■ Entries shown:
^^^^

PR #444, opened 2026-04-17
Add MD operation helper

yasahi-hpc:
This PR aims to extract a helper function to create a Range/MDRange policy for multidimensional operations.

- [x] Introduce a new header `KokkosFFT_MDOperations.hpp`
- [x] Introduce `get_mdpolicy` function with tests
- [x] Use `get_mdpolicy` in `Transpose` and `Roll` struct

### DIFF
--- a/common/src/KokkosFFT_Helpers.hpp
+++ b/common/src/KokkosFFT_Helpers.hpp
@@ -9,6 +9,7 @@
 #include "KokkosFFT_common_types.hpp"
 #include "KokkosFFT_Traits.hpp"
 #include "KokkosFFT_Layout.hpp"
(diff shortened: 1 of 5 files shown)


Adrien-Tab:
It's look similar to what is done here https://github.com/kokkos/kokkos/blob/develop/core/unit_test/view/TestBasicView.hpp

yasahi-hpc:
That is true. But these are not APIs

Adrien-Tab (approved):
LGTM

yasahi-hpc:
Thank you for approval @Adrien-Tab 
I will merge this

PR #445, opened 2026-04-20
Rename KokkosFFT_transpose.hpp to KokkosFFT_Transpose.hpp

yasahi-hpc:
- [x] Rename header from `KokkosFFT_transpose.hpp` to `KokkosFFT_Transpose.hpp`
- [x] Move `is_transpose_needed` from `KokkosFFT_utils.hpp` to `KokkosFFT_Transpose.hpp`
- [x] Fix: missing includes of `KokkosFFT_Transpose.hpp`
- [x] Quick return when out-of-bound access happens

### DIFF
--- a/common/src/KokkosFFT_Transpose.hpp
+++ b/common/src/KokkosFFT_Transpose.hpp
@@ -5,8 +5,12 @@
 #ifndef KOKKOSFFT_TRANSPOSE_HPP
 #define KOKKOSFFT_TRANSPOSE_HPP
 
+#include <array>
+#include <limits>
 #include <numeric>
 #include <tuple>
+#include <type_traits>
+#include <Kokkos_Core.hpp>
 #include "KokkosFFT_common_types.hpp"
 #include "KokkosFFT_utils.hpp"
 #include "KokkosFFT_Padding.hpp"
@@ -19,6 +23,23 @@ struct BoundsCheck {
   struct On {};
   struct Off {};
 };
+
+/// \brief Check if transpose is needed or not
+/// If a map is contiguous and in ascending order (e.g. {0, 1, 2}),
+/// we do not need transpose
+/// \tparam IndexType The integer type used for map
+/// \tparam DIM The dimensionality of the axes
+///
+/// \param[in] map The map used for permutation
+/// \return true if transpose is needed, false otherwise
+template <typename IndexType, std::size_t DIM>
+bool is_transpose_needed(const std::array<IndexType, DIM>& map) {
+  static_assert(std::is_integral_v<IndexType>,
+                "is_transpose_needed: IndexType must be an integral type.");
+  std::array<IndexType, DIM> contiguous_map;
+  std::iota(contiguous_map.begin(), contiguous_map.end(), 0);
+  return map != contiguous_map;
+}
 
 /// \brief Transpose functor for out-of-place transpose operations.
 /// This struct implements a functor that applies a transpose on a Kokkos view.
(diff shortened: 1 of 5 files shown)


common/unit_test/Test_Transpose.cpp
```diff
@@ -94,6 +103,27 @@ void make_transposed(const ViewType1& x, const ViewType2& xT,
...
+  std::array<IndexType, 1> map1D{0};
+  EXPECT_FALSE(KokkosFFT::Impl::is_transpose_needed(map1D));
+
+  std::array<IndexType, 2> map2D{0, 1}, map2D_axis0{1, 0};
+  EXPECT_FALSE(KokkosFFT::Impl::is_transpose_needed(map2D));
+  EXPECT_TRUE(KokkosFFT::Impl::is_transpose_needed(map2D_axis0));
+
+  std::array<IndexType, 3> map3D{0, 1, 2}, map3D_021{0, 2, 1},
+      map3D_102{1, 0, 2}, map3D_120{1, 2, 0}, map3D_201{2, 0, 1},
+      map3D_210{2, 1, 0};
```
PaulGannay, line 117:
```suggestion
  std::array<IndexType, 3> map3D     = {0, 1, 2};
  std::array<IndexType, 3> map3D_021 = {0, 2, 1};
  std::array<IndexType, 3> map3D_102 = {1, 0, 2};
  std::array<IndexType, 3> map3D_120 = {1, 2, 0};
  std::array<IndexType, 3> map3D_201 = {2, 0, 1};
  std::array<IndexType, 3> map3D_210 = {2, 1, 0};
```
I found the old format easier to read, why change it?

common/src/KokkosFFT_Transpose.hpp
```diff
@@ -94,18 +115,14 @@ struct Transpose {
         IndexType src_idx[], std::index_sequence<Is...>) const {
       if constexpr (std::is_same_v<ArgBoundsCheck, BoundsCheck::On>) {
         // Bounds check
-        bool in_bounds = true;
         for (std::size_t i = 0; i < InViewType::rank(); ++i) {
```
science-enthusiast, line 118: Maybe, a while loop is more suitable than a for loop, when an exit could happen inbetween.

PaulGannay (commented):
LGTM

common/unit_test/Test_Transpose.cpp
PaulGannay: This may be better but I guess it doesn't pass clang-format?
```C++
  std::array<IndexType, 3> map3D{0, 1, 2},
                           map3D_021{0, 2, 1},
                           map3D_102{1, 0, 2},
                           map3D_120{1, 2, 0},
                           map3D_201{2, 0, 1},
                           map3D_210{2, 1, 0};
```

yasahi-hpc: Unfortunately, it doesn't pass clang-format. The previous one may be easier to read, but it uses more lines.

common/src/KokkosFFT_Transpose.hpp
yasahi-hpc: I often prefer `for` loop when the loop bound is clear. I use `while` loop if the condition is not described by a loop structure, say, https://github.com/kokkos/kokkos-kernels/blob/4f4eee62fecb60e1cb158c5192a14c993c780886/batched/dense/impl/KokkosBatched_Getrf_Serial_Internal.hpp#L174-#L297

common/src/KokkosFFT_Transpose.hpp
```diff
@@ -5,8 +5,12 @@
 #ifndef KOKKOSFFT_TRANSPOSE_HPP
 #define KOKKOSFFT_TRANSPOSE_HPP
```
daxmawal, line 7: You may also want to include utility, since std::index_sequence is declared there.

yasahi-hpc: Nice catch.
I will fix that

I will also refactor the detailed copilot instructions as well for more comprehensive include check

yasahi-hpc:
Thank you for your review @PaulGannay @science-enthusiast @daxmawal 
I have further updated the include files
May I have another review

science-enthusiast (approved):
Looks good to me.

yasahi-hpc:
Thanks @science-enthusiast 
I will merge this

PR #446, opened 2026-04-22
Add md operator helper

yasahi-hpc:
This PR aims at implementing a broadcasting operator to work on a `View`.
It applies operator `op` to all the elements of `x`

```C++
x = op(x); 
```

- [x] Add a MD operator wrapper with `MDRange` to do `x = op(x)`
- [x] Use the operator in `normalize_impl`, `hfft` and `ihfft`
- [x] Remove badly implemented `conjugate` helper used in `hfft` and `ihfft`

### DIFF
--- a/common/src/KokkosFFT_UnaryOps.hpp
+++ b/common/src/KokkosFFT_UnaryOps.hpp
@@ -21,7 +21,11 @@ struct Conjugate {
   /// input value unchanged.
   template <typename T>
   KOKKOS_INLINE_FUNCTION auto operator()(const T& x) const {
-    return is_complex_v<T> ? Kokkos::conj(x) : x;
+    if constexpr (is_complex_v<T>) {
+      return Kokkos::conj(x);
+    } else {
+      return x;
+    }
   }
 };
 
--- a/common/src/KokkosFFT_UnaryOps.hpp
+++ b/common/src/KokkosFFT_UnaryOps.hpp
@@ -1,0 +1,126 @@
+// SPDX-FileCopyrightText: (C) The Kokkos-FFT development team, see COPYRIGHT.md file
+//
+// SPDX-License-Identifier: MIT OR Apache-2.0 WITH LLVM-exception
+
+#ifndef KOKKOSFFT_UNARYOPS_HPP
+#define KOKKOSFFT_UNARYOPS_HPP
+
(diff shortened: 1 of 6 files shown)


common/src/KokkosFFT_UnaryOps.hpp
```diff
@@ -0,0 +1,128 @@
...
+  /// complex, otherwise returns the input value unchanged.
+  /// \tparam T The type of the input value.
+  /// \param[in] x The input value.
+  /// \return The conjugate of the input value if it is complex, otherwise the
+  /// input value unchanged.
+  template <typename T>
+  KOKKOS_INLINE_FUNCTION auto operator()(const T& x) const {
+    return is_complex_v<T> ? Kokkos::conj(x) : x;
+  }
+};
```
tretre91, line 30: Just to be sure, is it intended that this function will always return `Kokkos::complex` even when `T` is not a complex type ? (since `Kokkos::conj` always return a complex, the other branch will always return `Kokkos::complex(x)`)

yasahi-hpc: Good catch
That is a mistake

tretre91 (approved):

common/src/KokkosFFT_UnaryOps.hpp
yasahi-hpc: Strictly speaking, should we do something like this?
Can we avoid copy for non-complex rvalue this way?

```
KOKKOS_INLINE_FUNCTION decltype(auto) operator()(T&& x) const {
  if constexpr (is_complex_v<std::decay_t<T>>) {
    return Kokkos::conj(x);
  } else {
    return std::forward<T>(x);
  }
}
```

tretre91: I'd say if you only expect scalars then it's not worth the trouble, but if the function will eventually be used with something other than a scalar or a complex then yes it could be useful to do it this way

yasahi-hpc: Thank you for the comments.
As named, it is mostly used for complex values, so it may not matter

yasahi-hpc:
Thank you for review and approval @tretre91 
I will merge this

PR #448, opened 2026-04-24
fix: transpose tests

yasahi-hpc:
For some reason, transpose tests triggers failures on NVIDIA backend. This PR aims at resolving the failure by isolating transpose tests.

- [x] Separate transpose tests
- [x] Minor cleanup of Test_Main.cpp 
- [x] Complete refactor of Test_Transpose.cpp to generalize the test functions. Also, a helper function `make_transposed` to create a reference has also been refactored to avoid out-of-rank View `extent` access.

### DIFF
--- a/common/unit_test/CMakeLists.txt
+++ b/common/unit_test/CMakeLists.txt
@@ -10,17 +10,20 @@ add_executable(
   Test_Layout.cpp
   Test_Normalization.cpp
   Test_Mapping.cpp
-  Test_MDOperations.cpp
-  Test_Transpose.cpp
   Test_Extents.cpp
+  Test_MDOperations.cpp
   Test_Padding.cpp
   Test_Helpers.cpp
 )
 
 target_compile_features(unit-tests-kokkos-fft-common PUBLIC cxx_std_17)
-
 target_link_libraries(unit-tests-kokkos-fft-common PUBLIC common GTest::gtest)
 
 # Enable GoogleTest
 include(GoogleTest)
 gtest_discover_tests(unit-tests-kokkos-fft-common PROPERTIES DISCOVERY_TIMEOUT 600 DISCOVERY_MODE PRE_TEST)
+
+add_executable(unit-tests-kokkos-transpose Test_Main.cpp Test_Transpose.cpp)
+target_compile_features(unit-tests-kokkos-transpose PUBLIC cxx_std_17)
+target_link_libraries(unit-tests-kokkos-transpose PUBLIC KokkosFFT::fft GTest::gtest)
+gtest_discover_tests(unit-tests-kokkos-transpose PROPERTIES DISCOVERY_TIMEOUT 600 DISCOVERY_MODE PRE_TEST)
--- a/common/unit_test/CMakeLists.txt
+++ b/common/unit_test/CMakeLists.txt
@@ -9,9 +9,9 @@ add_executable(
   Test_Traits.cpp
   Test_Layout.cpp
   Test_Normalization.cpp
+  Test_MDOperations.cpp
   Test_Mapping.cpp
   Test_Extents.cpp
-  Test_MDOperations.cpp
   Test_Padding.cpp
   Test_Helpers.cpp
 )
--- a/common/unit_test/CMakeLists.txt
+++ b/common/unit_test/CMakeLists.txt
@@ -19,11 +19,10 @@ add_executable(
 target_compile_features(unit-tests-kokkos-fft-common PUBLIC cxx_std_17)
 target_link_libraries(unit-tests-kokkos-fft-common PUBLIC common GTest::gtest)
 
-# Enable GoogleTest
-include(GoogleTest)
-gtest_discover_tests(unit-tests-kokkos-fft-common PROPERTIES DISCOVERY_TIMEOUT 600 DISCOVERY_MODE PRE_TEST)
-
 add_executable(unit-tests-kokkos-transpose Test_Main.cpp Test_Transpose.cpp)
 target_compile_features(unit-tests-kokkos-transpose PUBLIC cxx_std_17)
 target_link_libraries(unit-tests-kokkos-transpose PUBLIC KokkosFFT::fft GTest::gtest)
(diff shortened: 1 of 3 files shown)


common/unit_test/CMakeLists.txt
```diff
@@ -9,18 +9,21 @@ add_executable(
...
-
 target_link_libraries(unit-tests-kokkos-fft-common PUBLIC common GTest::gtest)
 
 # Enable GoogleTest
 include(GoogleTest)
 gtest_discover_tests(unit-tests-kokkos-fft-common PROPERTIES DISCOVERY_TIMEOUT 600 DISCOVERY_MODE PRE_TEST)
+
+add_executable(unit-tests-kokkos-transpose Test_Main.cpp Test_Transpose.cpp)
+target_compile_features(unit-tests-kokkos-transpose PUBLIC cxx_std_17)
+target_link_libraries(unit-tests-kokkos-transpose PUBLIC KokkosFFT::fft GTest::gtest)
```
science-enthusiast, line 24: These commands concerning the test executable could be moved before `include(GoogleTest)`. Then all the `gtest_discover_tests`s could be grouped together.

common/unit_test/Test_Transpose.cpp
```diff
@@ -49,1221 +50,294 @@ struct TestTranspose3D : public ::testing::Test {
...
   Kokkos::Random_XorShift64_Pool<execution_space> random_pool(12345);
   Kokkos::fill_random(exec, x, random_pool, 1.0);
   exec.fence();
 
-  for (int axis0 = 0; axis0 < DIM; axis0++) {
-    for (int axis1 = 0; axis1 < DIM; axis1++) {
-      for (int axis2 = 0; axis2 < DIM; axis2++) {
+  for (std::size_t axis0 = 0; axis0 < DIM; axis0++) {
+    for (std::size_t axis1 = 0; axis1 < DIM; axis1++) {
+      for (std::size_t axis2 = 0; axis2 < DIM; axis2++) {
```
science-enthusiast, line 322: Here and at other places, why this change to an unsigned int type?

yasahi-hpc: We have changed the definition of DIM from `int` to `std::size_t`.
Previously, it is a local `int` variable, but now it is a template variable in `std::size_t`

common/unit_test/CMakeLists.txt
yasahi-hpc: Good to know thanks
I will update this part

common/unit_test/Test_Transpose.cpp
science-enthusiast: ok. I see that now. Is it ok to make `DIM` an `int` type? In the tests, only integer literals like 1, 2, 3, ... are being passed as that parameter.

yasahi-hpc: Probably does not work with 
`using view_data_type = KokkosFFT::Impl::add_pointer_n_t<double, DIM>;`
which takes the `std::size_t` type as a template argument.

yasahi-hpc:
@science-enthusiast 
Thank you for your review
I have updated the CMake based on your review
Unfortunately, we need to define DIM in `std::size_t`

common/unit_test/CMakeLists.txt
science-enthusiast: Hi Yuuichi, I don't know whether multiple targets can be mentioned inside `gtest_discover_tests`. All I meant was to group all the `gtest_discover_tests` in one place for more readability.

yasahi-hpc: It works with multiple test cases
https://cmake.org/cmake/help/latest/module/GoogleTest.html#command:gtest_add_tests

common/unit_test/Test_Transpose.cpp
science-enthusiast: ok. How is `DIM` here related to `Rank` in the definition of `struct add_pointer_n`?

```
template <typename T, std::size_t Rank>
struct add_pointer_n { ... };
```

yasahi-hpc: I mean the type of the parameter `Rank` is `std::size_t`.
So, `DIM` needs to be `std::size_t` as well

science-enthusiast: Yes, I see that. I was wondering about the different names: DIM and Rank.

common/unit_test/CMakeLists.txt
science-enthusiast: ok

common/unit_test/Test_Transpose.cpp
yasahi-hpc: I often use `Rank` to `View` like data and `DIM` for others.
`add_pointer_n` is intended to create a data type of `View`

science-enthusiast: ok. Yes, I see how it recursively creates a type like `T*...*`.

yasahi-hpc:
@science-enthusiast 
Is this ready for merge?

science-enthusiast:
Can you point to the code that concerns this comment? "Also, a helper function to create a reference has also been refactored to avoid invalid usage of extent method." I see how `get_out_extents` helps in reducing duplicate logic.

common/unit_test/CMakeLists.txt
science-enthusiast: Hi Yuuichi, I read the documentation link. I am not sure where it is mentioned that multiple targets can be specified in `gtest_discover_tests`.

yasahi-hpc:
> Can you point to the code that concerns this comment? "Also, a helper function to create a reference has also been refactored to avoid invalid usage of extent method." I see how `get_out_extents` helps in reducing duplicate logic.

PR description rephrased. It is for `make_transposed` function which had out-of-rank View extent access previously.

common/unit_test/CMakeLists.txt
yasahi-hpc: I have fixed. For some reason, it worked in CI, but it is safer to have a single target

science-enthusiast (approved):
I looked at the new implementation of `make_transposed`.

Overall the PR looks good to me.

yasahi-hpc:
Thank you for the review
I will merge this after CI passes

PR #2263, opened 2020-04-26
remove some useless dependency in torch_net.py

qiuxin2012:
remove some useless tf dependency in torch_net.py


pyzoo/zoo/pipeline/api/net/__init__.py
```diff
@@ -16,4 +16,3 @@
 
 from .graph_net import GraphNet
 from .net_load import Net
-from zoo.tfpark.tfnet import TFNet
```
yangw1234, line 19: please make sure you have passed jenkins before merging it.

PR #2272, opened 2020-04-27
Temporarily drop support for val_split

yangw1234:
1. it does not work now
2. it makes more sense to support it in TFDataset if needed


yangw1234:
jenkins passed http://172.168.2.101:8080/view/ZOO-PR/job/ZOO-PR-Validation/3261/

^^^^

■ What the task requires: In the records, locate each line holding the string "reducing" and copy it.

■ Response to the exercise:
Can you point to the code that concerns this comment? "Also, a helper function to create a reference has also been refactored to avoid invalid usage of extent method." I see how `get_out_extents` helps in reducing duplicate logic.
> Can you point to the code that concerns this comment? "Also, a helper function to create a reference has also been refactored to avoid invalid usage of extent method." I see how `get_out_extents` helps in reducing duplicate logic.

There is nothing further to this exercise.